Collected data

PR #147, opened 2025-05-20
Enable modular specification of aggregator functions. Fixes #143 and closes #145.

### LINKED ISSUE #143: Improved methods for calling transmission aggregator functions
**Current implementation**
We allow for only one transmission aggregator function per infection status, which inflexibly aggregates all of the floats returned by current registered modifier functions of that infection status. If registering an aggregator that is not the default (i.e. does not simply return the product of all floats), the aggregator must also be generic or must be applied using a `match` statement such as

```rust
for (t, f) in modifier_vector {
    let agg_contrib = match t {
        some_property_type_id => some_fn(f(context, person_id), vec),
        _ => f(context, person_id)
    }
    ...
}
```

which can be cumbersome and will not be modular.

**Desired functionality**
Implement some `Aggregate` method for modifier functions that are known to the user and allow for multiple aggregation methods to accumulate. This could be accomplished similarly to the implementation of `Query`, that can implement `Query` for multiple chained `Query`s. Once this is accomplished, a default aggregator method on the overall floats returned from modifier dependency  relationships could be defined and default to a product.

### LINKED ISSUE #145: How should we identify transmission modifiers?
Right now, we allow for two interfaces to specify transmission modifiers -- as a generic function of `Context` and `PersonId` that returns a float, a blanket catch-all for transmission modifiers that enables the user to specify a transmission modifier that depends on any public methods, and a more specialized interface that deals with the very common use case of specific person property values being associated with a given transmission modifier value.

We need a way to identify transmission modifiers so that we can specify aggregator functions that depend on the transmission in question. Person properties are a natural choice to identify transmission modifiers in the second use case, but they are not a logical choice for identifying the transmission modifier in the first use case where we specify a more generic function that doesn't explicitly depend on a given person property.

Right now, we specify a person property -- even though it is an irrelevant property -- when specifying a general transmission modifier function. This is confusing to the user. There are a few options:

1. We create a new trait called `TransmissionModifier` that is an empty trait. We provide a blanket implementation of `TransmissionModifier` for all person properties, and then we use types that implement `TransmissionModifier` as the identifier for their associated transmission modifier. For the second use case of feeding in a map of how person property values are associated with particular transmission modifier values, the person property still serves as the identifier. For the first use case where we need to feed in a generic function, we just create a unit struct that implements the `TransmissionModifier` trait and use that as the identifier. Under this formulation, the `Aggregate` trait described in #143 would instead be implemented on tuples of `(TransmissionModifier, f64)` rather than `(PersonProperty, f64)`. This does not solve the problem of needing to globally know
2. Instead of storing the transmission modifiers in a hashmap indexed by `TypeId`, which requires an identifier, what if we instead stored just the modifier functions in a vector? To specify an aggregator, we would specify some rules for how this particular intervention is aggregated with others, perhaps through an enum which has variants of `Independent` and `Custom(Box<AggregatorFn>)` though here the `AggregatorFn` will be just a function of the current interventions and the so-far aggregated interventions.

I'm leaning towards the first as being the better solution, but we still need a way to modularly specify transmission modifier aggregators, and the "rules" approach described in the latter sounds better.

CC @KOVALW.

ChiragKumar9:
This PR proposes a way to improve registering a custom aggregator function for transmission modifiers. In particular, the challenge with the old API (#120) was that in order to specify a custom aggregator function (i.e., a function that describes how to turn the modifier values from each transmission intervention into one overall float that is the person's total reduction in infectiousness/susceptibility), the user had to specify a function that depended on all _all_ transmission modifiers. This structure is not very modular.

Instead, this PR proposes an API that lets the user specify aggregator functions that depend on only a subset of transmission modifiers. Users get the value for a particular transmission modifier through the new `evaluate_transmission_modifier` method and combine modifiers in an arbitrary way, returning a float. For all modifiers not included through custom aggregation, the default aggregator (simple multiplication of modifiers) is used. In making these changes, I also had to implement a solution that addresses #145 by introducing a new trait that marks transmission modifiers -- `pub trait TransmissionModifier`.

In the future, we might add yet another degree of generality by allowing the user to override multiplication of modifiers as being the default aggregator in a simple one-line fashion, if there is a use-case for this.

Disclaimer: What I have done here is just a proposal. I encourage anyone interested to noodle around and play with the features they would desire in the API. I am sure this is also not the only way to fix the issues raised in #143 and #145.

### DIFF
--- a/src/interventions/transmission_modifier_manager.rs
+++ b/src/interventions/transmission_modifier_manager.rs
@@ -19,25 +19,6 @@ struct TransmissionModifierContainer {
     modifier_aggregator: HashMap<InfectionStatusValue, Box<TransmissionAggregatorFn>>,
 }
 
-impl TransmissionModifierContainer {
-    fn run_aggregator(
-        &self,
-        context: &Context,
-        person_id: PersonId,
-        infection_status: InfectionStatusValue,
-        modifiers: &[(TypeId, f64)],
-    ) -> f64 {
-        self.modifier_aggregator.get(&infection_status).map_or_else(
-            || default_aggregator(modifiers),
-            |agg| agg(context, person_id),
-        )
-    }
-}
-
-fn default_aggregator(modifiers: &[(TypeId, f64)]) -> f64 {
-    modifiers.iter().map(|&(_, f)| f).product()
-}
-
 define_data_plugin!(
     TransmissionModifierPlugin,
     TransmissionModifierContainer,
@@ -221,12 +202,15 @@ impl ContextTransmissionModifierExt for Context {
                     registered_modifiers.push((*t, f(self, person_id)));
                 }
 
-                transmission_modifier_plugin.run_aggregator(
-                    self,
-                    person_id,
-                    infection_status,
-                    &registered_modifiers,
-                )
+                // Run the aggregator function, defaulting to the default (independence of all
+                // modifiers, a simple product) if no aggregator has been registered
+                transmission_modifier_plugin
+                    .modifier_aggregator
+                    .get(&infection_status)
+                    .map_or_else(
+                        || default_aggregator(&registered_modifiers),
+                        |agg| agg(self, person_id),
+                    )
             } else {
                 // If the infection status is not found in the map, return 1.0
                 1.0
@@ -236,6 +220,10 @@ impl ContextTransmissionModifierExt for Context {
             1.0
         }
     }
+}
+
+fn default_aggregator(modifiers: &[(TypeId, f64)]) -> f64 {
+    modifiers.iter().map(|&(_, f)| f).product()
 }
 
 #[cfg(test)]
--- a/src/interventions/transmission_modifier_manager.rs
+++ b/src/interventions/transmission_modifier_manager.rs
@@ -6,12 +6,13 @@ use std::{any::TypeId, collections::HashMap};
 use crate::infectiousness_manager::{InfectionStatus, InfectionStatusValue};
 
 type TransmissionModifierFn = dyn Fn(&Context, PersonId) -> f64;
-type TransmissionAggregatorFn = dyn Fn(&Vec<(TypeId, f64)>) -> f64;
+type TransmissionAggregatorFn = dyn Fn(&Context, PersonId) -> f64;
 
 pub trait TransmissionModifier: std::fmt::Debug + 'static {}
 
 impl<T> TransmissionModifier for T where T: PersonProperty + std::fmt::Debug + 'static {}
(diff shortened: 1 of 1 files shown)


RobertJacobsonCDC (changes requested):
Instead of making the container or API aware of the dependencies or trying to encode them into the type system, why not just have the modifiers/aggregate functions tell you themselves when they apply?

```rust
pub struct Modifier {
  name: "Example", // debugging purposes
  applies: Fn(&Context, &PersonId) -> bool,
  compute: Fn(&Context, &PersonId) -> f64,
}
```

Then to compute the "modified relative total infectiousness" you go through the list of all registered modifiers and apply the ones that report they should be applied.

(Strictly speaking, we *could* have the modifier itself be responsible for determining if it applies within the compute function, with it's `compute()` doing nothing if it doesn't apply. Then we would just call `modifier.compute()` for every modifier unconditionally. But this separation makes that expectation explicit.)

Similarly for aggregate functions.

RobertJacobsonCDC:
I _think_ I understand a little bit better. Some thoughts:

>  the user had to specify a function that depended on all all transmission modifiers. This structure is not very modular.

No, they only need to specify a function that takes a vector and picks out the values it needs, which is different!

Modifiers that depend on multiple properties simultaneously can be implemented as aggregators—or, since modifiers take a vector of all the (property, value) pairs, such a modifier need only be registered for a single one of its property dependencies.

A modifier that doesn't depend on any property is an aggregator.

The more I think about this, the more I feel like all of this can be collapsed into a single conceptual thing, namely a function that just mutates a vector of `(Option<PropertyId>, f64)` pairs, returning nothing. If it is a modifier that depends on multiple properties, it can select out the whichever pairs it needs to compute with. Then the modifier could either replace those pairs or remove them and append a `(None, f64)` value to the list or leave the pairs and just append a value—depending on your use case/desired behavior. A modifier that depends on no properties can just append a `(None, f64)` value. It's not clear to me what use case there is for an aggregator if you also have modifiers that can depend on multiple properties and mutate the list. I guess you would want to account for dependencies—which we absolutely can do if we need to—but maybe you can get away with just executing modifiers that depend on a single property first.

ChiragKumar9:
Closing this in favor of the API #148 that addresses [1744a63](https://github.com/CDCgov/ixa-epi-isolation/pull/147/commits/1744a634c5f53726bf50fdbb43b236739518a9e3) and [51c8970](https://github.com/CDCgov/ixa-epi-isolation/pull/147/commits/51c89700eb9883c0b5958b9c16513da43daf3dda).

[Requirement]: Each line from the top of the records down to the one with "Right now, we allow" must be retyped exactly; include both ends and nothing else.

[Response box]:
PR #147, opened 2025-05-20
Enable modular specification of aggregator functions. Fixes #143 and closes #145.

### LINKED ISSUE #143: Improved methods for calling transmission aggregator functions
**Current implementation**
We allow for only one transmission aggregator function per infection status, which inflexibly aggregates all of the floats returned by current registered modifier functions of that infection status. If registering an aggregator that is not the default (i.e. does not simply return the product of all floats), the aggregator must also be generic or must be applied using a `match` statement such as

```rust
for (t, f) in modifier_vector {
    let agg_contrib = match t {
        some_property_type_id => some_fn(f(context, person_id), vec),
        _ => f(context, person_id)
    }
    ...
}
```

which can be cumbersome and will not be modular.

**Desired functionality**
Implement some `Aggregate` method for modifier functions that are known to the user and allow for multiple aggregation methods to accumulate. This could be accomplished similarly to the implementation of `Query`, that can implement `Query` for multiple chained `Query`s. Once this is accomplished, a default aggregator method on the overall floats returned from modifier dependency  relationships could be defined and default to a product.

### LINKED ISSUE #145: How should we identify transmission modifiers?
Right now, we allow for two interfaces to specify transmission modifiers -- as a generic function of `Context` and `PersonId` that returns a float, a blanket catch-all for transmission modifiers that enables the user to specify a transmission modifier that depends on any public methods, and a more specialized interface that deals with the very common use case of specific person property values being associated with a given transmission modifier value.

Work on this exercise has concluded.